What is expected:
Look through the records and copy each line that has "networking" in it.

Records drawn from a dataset
::::::::::

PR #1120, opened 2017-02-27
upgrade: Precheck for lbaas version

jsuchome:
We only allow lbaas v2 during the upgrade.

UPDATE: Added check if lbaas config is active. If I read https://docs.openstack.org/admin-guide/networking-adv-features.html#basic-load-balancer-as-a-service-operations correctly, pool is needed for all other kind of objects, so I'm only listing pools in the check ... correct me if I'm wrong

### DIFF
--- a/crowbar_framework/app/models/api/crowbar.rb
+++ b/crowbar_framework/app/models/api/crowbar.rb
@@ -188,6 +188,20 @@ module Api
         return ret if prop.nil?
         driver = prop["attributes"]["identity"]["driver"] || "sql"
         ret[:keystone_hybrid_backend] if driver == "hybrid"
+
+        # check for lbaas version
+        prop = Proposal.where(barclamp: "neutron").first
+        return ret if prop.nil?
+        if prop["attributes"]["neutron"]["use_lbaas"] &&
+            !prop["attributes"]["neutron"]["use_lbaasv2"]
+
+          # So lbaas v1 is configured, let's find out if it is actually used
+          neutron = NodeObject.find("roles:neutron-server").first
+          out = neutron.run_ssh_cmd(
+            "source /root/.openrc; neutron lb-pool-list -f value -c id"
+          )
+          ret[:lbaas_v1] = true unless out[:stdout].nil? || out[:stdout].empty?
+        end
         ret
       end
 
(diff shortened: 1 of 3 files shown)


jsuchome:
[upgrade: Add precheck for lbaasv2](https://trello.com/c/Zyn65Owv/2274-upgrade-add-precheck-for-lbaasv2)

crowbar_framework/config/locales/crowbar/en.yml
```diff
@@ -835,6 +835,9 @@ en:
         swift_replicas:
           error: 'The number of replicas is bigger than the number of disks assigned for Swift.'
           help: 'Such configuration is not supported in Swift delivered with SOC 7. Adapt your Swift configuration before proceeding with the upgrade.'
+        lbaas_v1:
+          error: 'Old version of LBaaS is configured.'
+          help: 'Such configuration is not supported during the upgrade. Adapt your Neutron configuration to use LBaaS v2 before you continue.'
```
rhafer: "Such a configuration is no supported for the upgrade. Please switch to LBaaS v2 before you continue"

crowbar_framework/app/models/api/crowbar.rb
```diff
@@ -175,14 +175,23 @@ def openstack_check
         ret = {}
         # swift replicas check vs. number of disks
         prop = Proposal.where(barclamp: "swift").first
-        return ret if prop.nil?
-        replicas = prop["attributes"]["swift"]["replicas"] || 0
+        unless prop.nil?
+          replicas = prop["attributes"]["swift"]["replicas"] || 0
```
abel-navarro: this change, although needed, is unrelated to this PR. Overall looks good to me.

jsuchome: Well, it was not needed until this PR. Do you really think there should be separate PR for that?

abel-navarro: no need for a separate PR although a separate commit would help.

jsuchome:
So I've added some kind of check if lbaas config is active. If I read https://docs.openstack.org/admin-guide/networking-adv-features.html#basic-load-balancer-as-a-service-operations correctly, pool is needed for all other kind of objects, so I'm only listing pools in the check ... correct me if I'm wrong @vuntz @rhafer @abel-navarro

::::::::::

Solution:
UPDATE: Added check if lbaas config is active. If I read https://docs.openstack.org/admin-guide/networking-adv-features.html#basic-load-balancer-as-a-service-operations correctly, pool is needed for all other kind of objects, so I'm only listing pools in the check ... correct me if I'm wrong
So I've added some kind of check if lbaas config is active. If I read https://docs.openstack.org/admin-guide/networking-adv-features.html#basic-load-balancer-as-a-service-operations correctly, pool is needed for all other kind of objects, so I'm only listing pools in the check ... correct me if I'm wrong @vuntz @rhafer @abel-navarro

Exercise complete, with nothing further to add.